Hachette et Cie (p. 179-188).

IX

DESILLUSION



Le lendemain, à la première heure, Liette, son léger paquet à la main, saute allègrement à terre, et regardant de tous côtés, cherche à s’orienter.

Elle reconnait vite la topographie du port. Sans hésiter, elle s’avance vers la ville ; mais, à deux pas de l’inoubliable fontaine où le vieux sylvain continue à ouvrir la bouche, et auprès de laquelle ne stationnent ni servantes, ni marchands d’eau, ce qui l’étonne, l’énergie qui l’a soutenue jusqu’ici lui fait subitement défaut. Elle n’ose plus regarder cette rue si connue, qu’elle a parcourue tant de fois toute petite filé ; et marchant maintenant très doucement comme prise de peur, elle ralentit l’instant suprême du bonheur ineffable qui l’attend. Elle avance à petits pas. Puis, tout à coup, elle n’y est plus…

Est-ce une illusion ? La rue, en cet endroit, semble avoir changé d’aspect ? une construction neuve et monumentale occupe l’espace où devraient se trouver l’imprimerie et la librairie de son grand-père. Cependant, à côté elle reconnait encore intacte la porte de la maison de ses amis Maurel : il n’y a’donc pas à douter, c’était bien là ; elle ne se trompe pas.

Si la maison a disparu, eux, que sont-ils devenus ? —

Pour le savoir, sans hésiter, Liette va frapper chez les anciens amis, et elle écoute, anxieuse… Sont-ce les pas lourds du vieux professeur qui traînent sur les dalles ? est-ce lui qui vient ouvrir ? Non, c’est un domestique âgé, vêtu d’un sale gilet à manches ; qui d’une voix d’asthmatique lui demande ce qu’elle veut.

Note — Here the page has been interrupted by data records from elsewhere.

PR #15365, opened 2020-11-23
[Home Page Picker] Add Template to Preview analytics

chipsnyder:
**Fixes** https://github.com/wordpress-mobile/gutenberg-mobile/issues/2720
📓 This helps align the approach taken on iOS and Android to include the `template` property in the loading preview analytics

📓 This does not include any of the changes in https://github.com/wordpress-mobile/WordPress-iOS/pull/15360 

## To test:
📓 This was branched off of the enable PR so no need to enable HPP unless you have it overridden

« Je désire parler à M. ou Mme Maurel, ou s’ils sont absents, à leurs enfants », répond Liette, en s’avançant dans le vestibule.

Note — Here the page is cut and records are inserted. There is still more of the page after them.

PR #15391, opened 2020-11-25
Today Widget - Fetch remote stats

### LINKED ISSUE #15347: Today Widget - Fetch stats from backend
Allow the widget itself to refresh stats from backend periodically.

Gio2018:
Fixes #15347

Notes:
- in `WordPressHomeWidgetToday` there are two time constants:
    - `refreshInterval`: this is the refresh interval of the widget itself, set to 1 hour
    - `minElapsedTimeToRefresh`: this is the minimum elapsed time to request a refresh for a cached item. If, at the moment a cached element is read, it's older than this time, it will be re-fetched, otherwise it will be kept. This takes into account that a cached element can happen in several points. For example, if the app refreshes the cache after 58 minutes from the previous widget refresh, there is no need for the widget to make another network call when the hour passes.

To test:
- Pre-requisites
    - to test this within reasonable amount of times, it's recommended to tweak  refreshInterval` and `minElapsedTimeToRefresh`. 
As an example, you could set:
      - `refreshInterval = 5` (as far as I have seen, iOS would override smaller values anyway.)
      - `minElapsedTimeToRefresh = 1`
  - Use an account with a site that has some stats and to which you can update stats
 
- Testing
  - On either simulator or device, build/run the app and install the widget (alternatively, you can build/run the widget scheme directly)
  - make sure the stats that you see in the widget are what you expect
  - update the stats of that site from another source (add comments likes etc from the web, another device/account etc)
  - wait a time that is at least the time you set for `refreshInterval` (keep in mind that iOS will decide when exactly to refresh the widget anyway), and make sure that the stats get updated in the widget

PR submission checklist:


Gio2018:
@frosty @diegoreymendez please hold on this one, I have found a bug that needs fixing first. Sorry for the confusion!

Gio2018:
@diegoreymendez @frosty , this PR is back in the game!!

frosty (approved):
Works great for me!

diegoreymendez (approved):
This works really well for me.  I haven't found anything to comment on the code, honestly... it looks rather clean to me and I really like that we're using the service.

Gio2018:
Thanks for reviewing @diegoreymendez @frosty !!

Le serviteur n’a pas bougé. Il ne connaît pas, les personnes qu’on lui demande, et l’accent étranger de la jeune fille le mettant en défiance, il l’empêche d’avancer.

Liette est devant la porte ouverte de la vaste salle à manger qu’elle reconnaît bien, et où toute fillette elle s’est tant musée. Cette salle est présentement encombrée de paperasses rangées dans des casiers. Devant deux tables de bois blanc, couvertes de taches d’encre, deux très jeunes copistes à manches de lustrine noircissent du papier. Ils lèvent la tête, et l’un d’eux répond :

« Le bureau est fermé ce matin ; M. le receveur est absent pour la matinée ; il est à l’enterrement. »

En voyant la mine déconfite de la visiteuse, le vieux domestique ajouta poliment :

« Ceux qui habitaient jadis cette maison sont à Bordeaux depuis la mort du père, un ancien professeur, il y a de cela huit ou neuf ans.

Je vous remercie », dit Liette, en se retirant le cœur très gros.

Maintenant que faire ? Elle regarde autour d’elle, ses souvenirs sont bien exacts ; puis, pour les fixer, n’a-t-elle pas devant elle l’enseigne du coiffeur dont les deux petits plats de cuivre miroitent en se balançant au soleil ?

M. Reydire, devenu opulent, le nez rougeaud, endimanché dans une redingote trop juste, se montre, en ce moment, sur le pas de sa porte qu’il se dispose à franchir. Les allures hésitantes de Liette, sa démarche timide, troublent ce paisible citoyen. Il la suit un instant du regard, puis va faire part à son voisin, le coiffeur, de quelques-uns de ses soupçons.

« Vous allez à l’enterrement, Lesombre ? lui demanda-t-il.

— En effet, je me dispose à partir », répondit ce dernier.

Et le coiffeur, légèrement grisonnant, parut à son tour.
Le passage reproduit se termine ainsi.